By John H. Farr, August 4, 2008, 6:23 am

I can’t believe I just did this…

Using the WordPress Automatic Update plugin (WPAU), I actually upgraded from WordPress 2.5 to 2.6 successfully. Not without a lot of hassle, but successfully.

The first thing that happened was that after the upgrade, I couldn’t log back in to my administrative dashboard. No way, no how. So I googled for an answer and learned that there’s a damn bug in the WPAU, and that the only way to log back in is to delete your browser cookies! AAAAGHH!!! Fortunately, Safari let me see a list of all the cookies — there were hundreds, at least — which meant that I could selectively delete the half-dozen or so that seemed to be related to the blog. Good Lord, it worked!

Once I was able to actually finish up and everything was running right, I promptly messed it up again by changing one little piece of the blog address in the “general settings” just to see what that would do — too smart by half, I am — which left me utterly unable to log in again to the dashboard… Things were so FUBAR, nothing worked, including a succession of new passwords I kept requesting and trying. Then I had an idea:

Since I’d already backed up the database earlier in the evening, I decided to log into the MySQL database server at my hosting service and import the previous database, which hopefully still retained the correct blog address setting. Big risk! But by that point, what did I have to lose? Well, what do you know, it worked. High geekery, chilluns, but I saved the site.

Then of course I had to request yet another new password to log in, and this time it worked, and after that I had to go back in and update everything I’d tweaked before I replaced the new database with the old one, which is why it’s now 3:00 a.m.
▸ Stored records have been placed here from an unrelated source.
PR #2618, opened 2022-11-20
Skip shadow root related spec for #evaluate_script on older Selenium

mvz:
This makes specs for Chrome pass with the base dependency versions:

```
BUNDLE_GEMFILE='gemfiles/Gemfile.base-versions' bundle exec rake spec_chrome
```


twalpole:
Sorry for the delay, this will be looked at/considered this coming weekend

Issue #2558, opened 2022-06-01
evaluate_async_script not available in Capybara::DSL


henrahmagix:
## Meta
Capybara Version: 3.32.2

Driver Information (and browser if relevant): selenium-webdriver (3.142.7)

## Expected Behavior

`evaluate_async_script` will call `page.evaluate_async_script`

## Actual Behavior

```
NameError: undefined local variable or method `evaluate_async_script' for #<RSpec::ExampleGroups::MySuite::WhenInMyTest:0x0000000109475338>
Did you mean?  evaluate_script
from /Users/me/.rbenv/versions/2.6.10/gemsets/my_project/gems/rspec-expectations-3.10.1/lib/rspec/matchers.rb:965:in `method_missing'
```

## Steps to reproduce

Setup a Capybara test and call all the *_script methods on `page`:
```rb
page.execute_script('window._page_execute_script = true')
puts page.evaluate_script('"window._page_execute_script equals: " + window._page_execute_script')
puts page.evaluate_async_script('var callback = arguments[arguments.length-1]; setTimeout(() => callback("async done"), 500);')
```
This will succeed. Then repeat but remove the reference to `page`:
```rb
execute_script('window._page_execute_script = true')
puts evaluate_script('"window._page_execute_script equals: " + window._page_execute_script')
puts evaluate_async_script('var callback = arguments[arguments.length-1]; setTimeout(() => callback("async done"), 500);')
```
The first two will succeed, the third will error as per "Actual Behaviour" described above.

henrahmagix:
Thanks @twalpole :)

PR #2627, opened 2022-12-27
add: `Session#execute_async_script`

seanpdoyle:
Similar to [teamcapybara/capybara#2558][] and
[teamcapybara/capybara#2559][], extends the `Session` interface to implement `execute_async_script`.

[teamcapybara/capybara#2558]: https://github.com/teamcapybara/capybara/issues/2558
[teamcapybara/capybara#2559]: https://github.com/teamcapybara/capybara/pull/2559

### DIFF
--- a/History.md
+++ b/History.md
@@ -1,3 +1,9 @@
+# Unreleased
+
+### Added
+
+* Support for `Sesison#execute_async_script`
+
 # Version 3.39.0
 Release date: unreleased
 
--- a/lib/capybara/session.rb
+++ b/lib/capybara/session.rb
@@ -59,7 +59,7 @@ module Capybara
     ].freeze
     SESSION_METHODS = %i[
       body html source current_url current_host current_path
-      execute_script evaluate_script evaluate_async_script visit refresh go_back go_forward send_keys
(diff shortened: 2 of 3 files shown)


seanpdoyle:
@twalpole I'm not sure why, but this change didn't execute the test suite in CI.

seanpdoyle:
The motivation behind this change involved calls to `execute_async_script` made from the [axe-core-api](https://github.com/dequelabs/axe-core-gems/blob/develop/packages/axe-core-api/lib/webdriver_script_adapter/execute_async_script_adapter.rb#L97) gem, but that gem might be invoking `execute_async_script`, then acting upon the return value.

Despite the fact that [selenium-webdriver](https://github.com/SeleniumHQ/selenium/blob/trunk/rb/lib/selenium/webdriver/common/driver.rb#L224-L241) defines an `execute_async_script` to return the script's value, Capybara's `execute`-prefixed methods are deliberate about **not** returning a value.

Would it be best to keep `execute_async_script` out of the API and continue to require that callers use `evaluate_async_script` instead?

twalpole:
Yes - Capybara specifically has execute vs evaluate because of the overhead of returning values.  There is no point in an `execute_async_script` in Capybara since it can just be done via `execute_script`.  If you need the return value then use `evaluate_async_script`

PR #2630, opened 2023-01-06
Added dependabot for GitHub Actions and bundler

ydah:
How about using dependabot in this way?
When this works, a PullRequest is created as follows:
- ruby/bigdecimal#242

It was created with reference to the following:
- ruby/csv#265

### DIFF
--- a/.github/dependabot.yml
+++ b/.github/dependabot.yml
@@ -1,0 +1,10 @@
+version: 2
+updates:
+  - package-ecosystem: "bundler"
+    directory: "/"
+    schedule:
+      interval: "weekly"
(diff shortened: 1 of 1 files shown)


mvz:
How about also enabling it for the gem dependencies?

ydah:
Indeed it is, I believe Gemfile also created a PR for me if I had specified a version limit, but it doesn't seem to be necessary this repository.

simi:
@mvz even for gemspec based constraints? :thinking:

mvz:
@simi yes, I use it for nearly all my gems.

twalpole:
I'm not interested in this right now -- thanks anyway

PR #2632, opened 2023-01-07
ExpectedError is not defined in Selenium 4+

twalpole:


foobear:
Thanks for the fix! Will there be an official gem release?

PR #2633, opened 2023-01-13
Scope net_http_connect_on_start in WebMock gotcha

spikeheap:
While debugging the [net_http_connect_on_start gotcha](https://github.com/teamcapybara/capybara#gotchas) I found it's sometimes preferable to restrict the scope of `net_http_connect_on_start` to prevent network connections to external services while allowing (and fixing) connections to the local test server.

But everything works! I think…

Don’t try this at home! Okay, I did, but I didn’t have a choice, and it was good for me to see I could actually fix it. There’s no better way to learn than to make as many mistakes in as short a time as possible, hoo boy. And that’s why you’re now viewing version 2.6 of this WordPress blog installation, which seems to be a good bit snappier.

And now, to bed.

UPDATE: Arrghh. It appears that upgrading to version 2.6 has broken the inline comments. I’ll see what I can do. In the meantime, the old-fashioned comments work just fine.

By John H. Farr, August 2, 2008, 3:13 am

It must drive feed subscribers nuts when I delete posts, which I do quite often. Apparently the content is still out there for a while (12 hours?), even if I thought I’d disappeared it. And if you try to find it later, you get a 404 error!

But it is a shame that comments disappear with the posts. A new visitor to FarrFeed had said some truthful things that deserved a longer life than just a couple of hours, and I regret that. These things happen because no one should ever blog when insane, yet so many people do. Go figure.